* **Problem details**: The response must consist of each line in the listing that has the word "during" in it.

+++++

PR #1188, opened 2018-03-08
Gossip enhance prework

rustyrussell:
I've been working on trying to test the gossip enhancements proposed, and it requires some more infrastructure around features and gossip messages.

In particular, we'll be relaying more messages for gossipd, so that needs to be enhanced: we've currently been ignoring errors when we should have been closing connections according to the spec.

### DIFF
--- a/channeld/channel.c
+++ b/channeld/channel.c
@@ -306,11 +306,16 @@ static void enqueue_peer_msg(struct peer *peer, const u8 *msg TAKES)
 static void gossip_in(struct peer *peer, const u8 *msg)
 {
 	u8 *gossip;
+	u64 gossip_index;
 
-	if (!fromwire_gossip_send_gossip(msg, msg, &peer->gossip_index, &gossip))
+	if (!fromwire_gossip_send_gossip(msg, msg, &gossip_index, &gossip))
 		status_failed(STATUS_FAIL_GOSSIP_IO,
 			      "Got bad message from gossipd: %s",
 			      tal_hex(msg, msg));
+
+	/* Zero is a special index meaning this is unindexed gossip. */
+	if (gossip_index != 0)
+		peer->gossip_index = gossip_index;
 
 	if (is_msg_for_gossipd(gossip))
 		enqueue_peer_msg(peer, gossip);
--- a/channeld/channel.c
+++ b/channeld/channel.c
@@ -306,22 +306,19 @@ static void enqueue_peer_msg(struct peer *peer, const u8 *msg TAKES)
 static void gossip_in(struct peer *peer, const u8 *msg)
 {
 	u8 *gossip;
-	u16 type;
 
-	if (!fromwire_gossip_send_gossip(msg, msg,
-					 &peer->gossip_index, &gossip))
+	if (!fromwire_gossip_send_gossip(msg, msg, &peer->gossip_index, &gossip))
 		status_failed(STATUS_FAIL_GOSSIP_IO,
 			      "Got bad message from gossipd: %s",
 			      tal_hex(msg, msg));
-	type = fromwire_peektype(gossip);
 
-	if (type == WIRE_CHANNEL_ANNOUNCEMENT || type == WIRE_CHANNEL_UPDATE ||
-	    type == WIRE_NODE_ANNOUNCEMENT)
+	if (is_msg_for_gossipd(gossip))
 		enqueue_peer_msg(peer, gossip);
 	else
 		status_failed(STATUS_FAIL_GOSSIP_IO,
 			      "Got bad message type %s from gossipd: %s",
-			      wire_type_name(type), tal_hex(msg, msg));
+			      wire_type_name(fromwire_peektype(gossip)),
+			      tal_hex(msg, msg));
 }
 
 /* Send a temporary `channel_announcement` and `channel_update`. These
--- a/channeld/channel.c
+++ b/channeld/channel.c
@@ -314,7 +314,12 @@ static void gossip_in(struct peer *peer, const u8 *msg)
 
 	if (is_msg_for_gossipd(gossip))
 		enqueue_peer_msg(peer, gossip);
-	else
+	else if (fromwire_peektype(gossip) == WIRE_ERROR) {
+		struct channel_id channel_id;
+		char *what = sanitize_error(msg, msg, &channel_id);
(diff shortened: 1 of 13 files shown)


channeld/channel.c
```diff
@@ -306,12 +306,17 @@ static void enqueue_peer_msg(struct peer *peer, const u8 *msg TAKES)
...
+	u64 gossip_index;
 
-	if (!fromwire_gossip_send_gossip(msg, msg, &peer->gossip_index, &gossip))
+	if (!fromwire_gossip_send_gossip(msg, msg, &gossip_index, &gossip))
 		status_failed(STATUS_FAIL_GOSSIP_IO,
 			      "Got bad message from gossipd: %s",
 			      tal_hex(msg, msg));
 
+	/* Zero is a special index meaning this is unindexed gossip. */
+	if (gossip_index != 0)
```
cdecker: I assume this is used for the range signalling for a later commit?

gossipd/gossip.c
```diff
@@ -291,6 +291,22 @@ static void reached_peer(struct daemon *daemon, const struct pubkey *id,
...
 }
 
+static void queue_peer_msg(struct peer *peer, const u8 *msg TAKES)
+{
+	const u8 *send;
+
+	if (peer->local) {
+		msg_enqueue(&peer->local->peer_out, msg);
+		return;
+	}
```
cdecker: I try to personally avoid tearing apart an if-else statement into if-return, especially when both branches are equally likely. It just helps with readability.

gossipd/routing.c
```diff
@@ -566,8 +611,12 @@ const struct short_channel_id *handle_channel_announcement(
 					   &pending->node_id_2,
 					   &pending->bitcoin_key_1,
 					   &pending->bitcoin_key_2)) {
+		err = towire_errorfmt(rstate, NULL,
+				      "Malformed channel_announcement %s",
+				      tal_hex(pending, pending->announce));
 		tal_free(pending);
-		return NULL;
+		*scid = NULL;
```
cdecker: Having these null-sets plastered all over the place seems dangerous, wouldn't it not be better to just set NULL once on top? I know you like `valgrind` telling you about unset things, but there is no extra information to be had here, other than "oops forgot to set".

cdecker: I'd even go as far and say the caller should set whatever special value he is expecting for unset.

gossipd/gossip.c
```diff
@@ -1369,7 +1371,11 @@ static void gossip_send_keepalive_update(struct routing_state *rstate,
 	status_trace("Sending keepalive channel_update for %s",
 		     type_to_string(tmpctx, struct short_channel_id, &scid));
 
-	handle_channel_update(rstate, update);
+	err = handle_channel_update(rstate, update);
```
cdecker: This should probably be fatal, it's an update we generate so if we don't accept it, that's on us.

gossipd/gossip.c
```diff
@@ -1927,7 +1934,11 @@ static struct io_plan *handle_disable_channel(struct io_conn *conn,
 			      strerror(errno));
 	}
 
-	handle_channel_update(daemon->rstate, msg);
+	err = handle_channel_update(daemon->rstate, msg);
```
cdecker: Same here, if we can't be trusted to disable tell ourselves about a channel we disable, then that's on us.

gossipd/routing.c
```diff
@@ -793,10 +805,11 @@ bool handle_pending_cannouncement(struct routing_state *rstate,
 		pubkey_eq(&pending->node_id_2, &rstate->local_id);
 
 	/* Did we have an update waiting?  If so, apply now. */
+	/* FIXME: We don't remember who sent us updates, so we can't error them */
 	if (pending->updates[0])
-		handle_channel_update(rstate, pending->updates[0]);
+		tal_free(handle_channel_update(rstate, pending->updates[0]));
```
cdecker: We should log them maybe?

cdecker:
@ZmnSCPxj `openingd` and `closingd` are very constrained as to what messages are allowed during the opening and closing flows, so they do not handle gossip messages since that'd interfere with the flows. They are shortlived daemons so there is little use in plumbing in the gossip machinery.

ZmnSCPxj:
@cdecker my poor knowledge is that nothing in particular prevents a peer from sending gossip messages during opening or closing.  For example if I make a custom client that performs `open_channel` but then forgets the flow, ignores `accept_channel`, and never sends `funding_created`, but starts sending gossip messages, then that is "valid" under the protocol, especially if my custom client does not particularly want an open channel anyway.  Or is there something in the BOLT spec which prevents gossip during opening and closing flows?

cdecker:
You are of course right, but we currently just drop them I think.

rustyrussell:
Both those daemons will relay gossip they receive from the peer, *but* never relay from gossipd to the peer.  ie. no outgoing gossip.

gossipd/gossip.c
rustyrussell: I'm generally trying to cut down on fatal errors, especially now we have status_broken().  But perhaps I'm premature: will change to fatal().

gossipd/routing.c
rustyrussell: I was aiming for minimal change, but I think you're right.  Making the caller set it is a bit too far: this is effectively a trinary return: not found, found, malformed.  My instincts are to try to split the malformed test off into a separate function, but that's awkward here, hence the weirdness.

gossipd/gossip.c
rustyrussell: Agreed.

gossipd/routing.c
rustyrussell: Actually, I turned them into gotos, which is even clearer IMHO.

gossipd/gossip.c
rustyrussell: Actually, it *is* fatal (when gossipd dies, main daemon dies):

```
	if (err)
			      "rejected keepalive channel_update: %s",
			      tal_hex(trc, err));
```

gossipd/routing.c
rustyrussell: Yes, good idea.

cdecker:
Excellent work :+1:

ACK f0fc165

PR #1195, opened 2018-03-10
rewrite contrib/lightning-pay in Python, support bolt11

### LINKED ISSUE #718: Update contrib/lightning-pay to accept bolt11s
Following #633:

1. Still use getroute, sendpay to prompt routing fees
2. Parse id, amount and payment hash from decodepay and pass to getroute/sendpay

I believe bolt11s have route hints so we can use that as well?

izgzhen:
fixes #718


contrib/pylightning/lightning-pay
```diff
@@ -0,0 +1,48 @@
...
+else:
+    amount = args.amount_in_milli_satoshi
+    id_ = args.destination_id
+    payment_hash = args.payment_hash
+
+route = l.getroute(id_, amount, 1)
+
+fee = route["route"][0]["msatoshi"] - amount
+
+reply = input("Paying fee %s on amount %s (%.3f). Send [Y/n]?" % (fee, amount, fee / amount * 100.0))
```
ZmnSCPxj: The `%.3f` is a percentage right? Should it not be `%.3f%%` to print the percent symbol also?

izgzhen: sure, fixed!

cdecker:
Sorry for the delay reviewing this. I was wondering why `flake8` isn't complaining about some things, and it turns out that it's due to the file-ending not being `*.py`. Anyway, here's some warnings:
```
contrib/pylightning/lightning-pay:4:1: F401 'random' imported but unused
contrib/pylightning/lightning-pay:16:1: E302 expected 2 blank lines, found 1
contrib/pylightning/lightning-pay:22:1: E305 expected 2 blank lines after class or function definition, found 1
contrib/pylightning/lightning-pay:23:1: E741 ambiguous variable name 'l'
```

I'm also unsure why this is now in the `pylightning` subdirectory. It makes use of it, but isn't really part of the library. So I suggest moving it up one level and modifying the `check-python` target to check this file as well.

izgzhen:
> I'm also unsure why this is now in the pylightning subdirectory. It makes use of it, but isn't really part of the library

If it is put in the current position, I can import `pylightning`'s module `lightning` as if it is installed in pip. I wonder how would user use this script in future? If as a separate tool, then we might consider installing this script to `bin` in PIP.

cdecker:
If we want to distribute the tools as part of pylightning then we need to mark it as an executable script in `setup.py`. That way we can use `pip install pylightning`, `python setup.py install` or `python setup.py develop` to make it available to users. It should not be sitting in the `pylightning` directory solely because of import paths.

izgzhen:
fixed, thanks! @cdecker

cdecker:
This is shaping up nicely, thanks for the move. One minor thing that would improve the ergonomics of this is simplifying the arguments. Currently almost everybody will need to specify `--bolt11` since that is the way we hope most people will use payments. How about we reorder the arguments to be `destination`, `amount`, `payment_hash`, drop the `--bolt11` flag and instead check whether destination starts with `ln`. If it does we have a bolt11 style request, otherwise we need the 3 args.

In its current form it doesn't check the presence of any arguments, which can result in a call to `getroute` and subsequent error that is rather surprising, I think making the first argument mandatory and showing the help text otherwise is better.

ZmnSCPxj:
Quick question, is this `lightning-pay` intended to be installed in `$(bindir)`?  If so, probably merits a manpage in `doc/`, but notice we use `man 7 lightning-pay` to refer to the RPC command `pay`, which could be confusing...

izgzhen:
> is this lightning-pay intended to be installed in $(bindir)?

I imagine that the python package is a separate thing from the C package. The user might install one thing but not another.

izgzhen:
@cdecker thanks for the comment! Let me try to revise it a bit

ZmnSCPxj:
>I imagine that the python package is a separate thing from the C package. The user might install one thing but not another.

Okay, I shall leave Pythonistas to their land then.  Although the Python package would have to depend on the C package.

cdecker:
ACK f41c9c2

PR #1196, opened 2018-03-10
help: listnodes and listchannels,have optional arg

isghe:
that permits to list one single node or channel.


ZmnSCPxj:
ACK 91e23df9a3f38a3ba9d108e769a4ce13db6ea93c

+++++

* **Expected answer**:
@ZmnSCPxj `openingd` and `closingd` are very constrained as to what messages are allowed during the opening and closing flows, so they do not handle gossip messages since that'd interfere with the flows. They are shortlived daemons so there is little use in plumbing in the gossip machinery.
@cdecker my poor knowledge is that nothing in particular prevents a peer from sending gossip messages during opening or closing.  For example if I make a custom client that performs `open_channel` but then forgets the flow, ignores `accept_channel`, and never sends `funding_created`, but starts sending gossip messages, then that is "valid" under the protocol, especially if my custom client does not particularly want an open channel anyway.  Or is there something in the BOLT spec which prevents gossip during opening and closing flows?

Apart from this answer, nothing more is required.